Watermarking: 2 December 2026
The deal’s most immediate operational deadline applies to generative AI providers. The grace period for Article 50(2) transparency obligations — requiring marking and disclosure of AI-generated synthetic content — was compressed from six months to three. Production-ready watermarking and labelling capabilities are now required by 2 December 2026. This date matters because, unlike the postponed high-risk regime, watermarking is technically operational today and does not require notified bodies. Compliance teams at major foundation-model providers — including signatories of the GPAI Code of Practice — have approximately seven months to deliver.
Nudification ban: a new Article 5 prohibition
The deal introduces a new prohibition under Article 5 targeting AI systems that generate child sexual abuse material (CSAM) or that depict the intimate parts of an identifiable person without consent — popularly known as “nudification” or “deepfake undressing” apps. Companies have until 2 December 2026 to bring their systems into line. The prohibition targets not only intentional deployment but also the failure of providers of more general-purpose generative AI tools to put in place reasonable safeguards.
The registration obligation that survived
The operationally consequential provision sits lower in the press release: the registration obligation under Article 6(3) survived intact. The Commission’s original proposal would have deleted the obligation to register, in the EU database, AI systems operating in Annex III contexts that providers self-assess as not meeting the high-risk threshold. Both Council and Parliament rejected the deletion. As Modulos summarised: “This converts self-assessment from a private internal memo into a public artefact. Every provider claiming that their HR, education, credit, essential-services, biometric or law-enforcement-adjacent AI does not meet the high-risk threshold will have to file that position in an EU database and stand behind it.”

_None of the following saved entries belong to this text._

PR #2306, opened 2021-01-05
Headless browser test

mtawil:
I am using this line manually every time I run browser tests, and I think we should stop watching a browser doing some magic automatically 😅

### DIFF
--- a/tests/Browser/TestCase.php
+++ b/tests/Browser/TestCase.php
@@ -158,6 +158,8 @@ class TestCase extends BaseTestCase
     {
         $options = DuskOptions::getChromeOptions();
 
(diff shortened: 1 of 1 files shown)


mtawil:
I forget to mention that the browser test with a `--headless` option is ~1.25x faster than without it.

nuernbergerA:
Hey @mtawil 

There is actually a manual toggle to test with or without UI [here](https://github.com/livewire/livewire/blob/master/tests/Browser/TestCase.php#L32)

During CI tests we run without UI (headless).

mtawil:
Hi @nuernbergerA

Okay, didn't notice this toggle line!

Thank you!

Issue #2308, opened 2021-01-05
500 error: This action is unauthorized.


AdvancedStyle:
In previous versions of Livewire authorize worked like this:

```
class MyClass extends \Livewire\Component
{
    use AuthorizesRequests;

    public function mount()
    {
        $this->authorize('some-permission');
    }
}
```

Would return a **403** code and show forbidden page.

It the current dev-master branch it instead throws an exception with "This action is unauthorized." and so is considered a 500 error.

To prevent it you'd have to do something like this:

```
class MyClass extends \Livewire\Component
{
    use AuthorizesRequests;

    public function mount()
    {
        try {
            $this->authorize('some-permission');
        }catch(Exception $e){
            abort(403);
        }
    }
}
```

This looks a mess and also prevents you through throwing 'real' exceptions (should they happen to occur).

**Context**
- Livewire version: dev-master (d2ed682)
- Laravel version: 8.20.1

## Note

It looks like this was previously addressed, but must have been removed at some point in the current repo: https://github.com/livewire/livewire/pull/843

joshhanley:
Yep can confirm this is happening. Before with app debug on or off, both would should this
![image](https://user-images.githubusercontent.com/882837/103695021-f9b37d80-4fef-11eb-84fd-a2dc12f36db9.png)

But running on dev-master:

It's interesting, with app debug on, it shows the correct exception
![image](https://user-images.githubusercontent.com/882837/103694915-d1c41a00-4fef-11eb-973c-83dad8919a7e.png)

But with app debug off, it's throwing a 500 error
![image](https://user-images.githubusercontent.com/882837/103694951-de487280-4fef-11eb-8045-dc78242816fc.png)

austenc:
Hey @AdvancedStyle @joshhanley does the route you're testing this with have the `auth` middleware applied by chance? Any other details that might help me to replicate this?

I haven't been able to replicate it, but hopefully I'm just missing something simple. I did see your PR @AdvancedStyle but I think that may break some of Ignition's data collection features in debug mode.

AdvancedStyle:
Yes the routes have `['auth:sanctum', 'verified']` middleware.

However the problem also occurs without using a route at all.  Using livewire tests also triggers the Exception inside of a 403 status code.

For example here is a test (`Transaction` class has an `authorize()` that causes this to be denied):

    public function testLivewireAccountTransactionsAuthorization()
    {
[...]

PR #2309, opened 2021-01-06
Use Illuminate\View\Engines\PhpEngine instead of Facade\Ignition\View…

AdvancedStyle:
…s\Engines\PhpEngine in order to correctly show authorization errors.

It fixes this problem: https://github.com/livewire/livewire/issues/2308

No, it only contains a fix for 2308

Does not include tests

It fixes a problem of authorization exceptions in Livewire not being handled.

### DIFF
--- a/src/CompilerEngineForIgnition.php
+++ b/src/CompilerEngineForIgnition.php
@@ -2,7 +2,7 @@
 
 namespace Livewire;
 
-use Facade\Ignition\Views\Engines\PhpEngine;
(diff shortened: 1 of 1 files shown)


austenc:
Hey @AdvancedStyle, thank you for the contribution and for catching this. 

Initially, I was concerned that making this change would disable some ignition features. However, after investigating I found that all the view exceptions were still behaving as expected with Ignition, so I approve of this change. 

Thanks again for the PR!

calebporzio:
Thanks!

The Cypriot Presidency’s flagship
The Cypriot Presidency, which holds the rotating chairmanship until 30 June, framed the AI Omnibus as a flagship deliverable — the first under the “One Europe, One Market” roadmap. The next institutional milestone is the formal vote in plenary, expected in June 2026. The presidency hands over to Lithuania on 1 July. For now, the Brussels regulatory community has its operational targets: 2 December 2026 for watermarking and the nudification ban, 2 December 2027 for stand-alone Annex III, and 2 August 2028 for AI in Annex I products.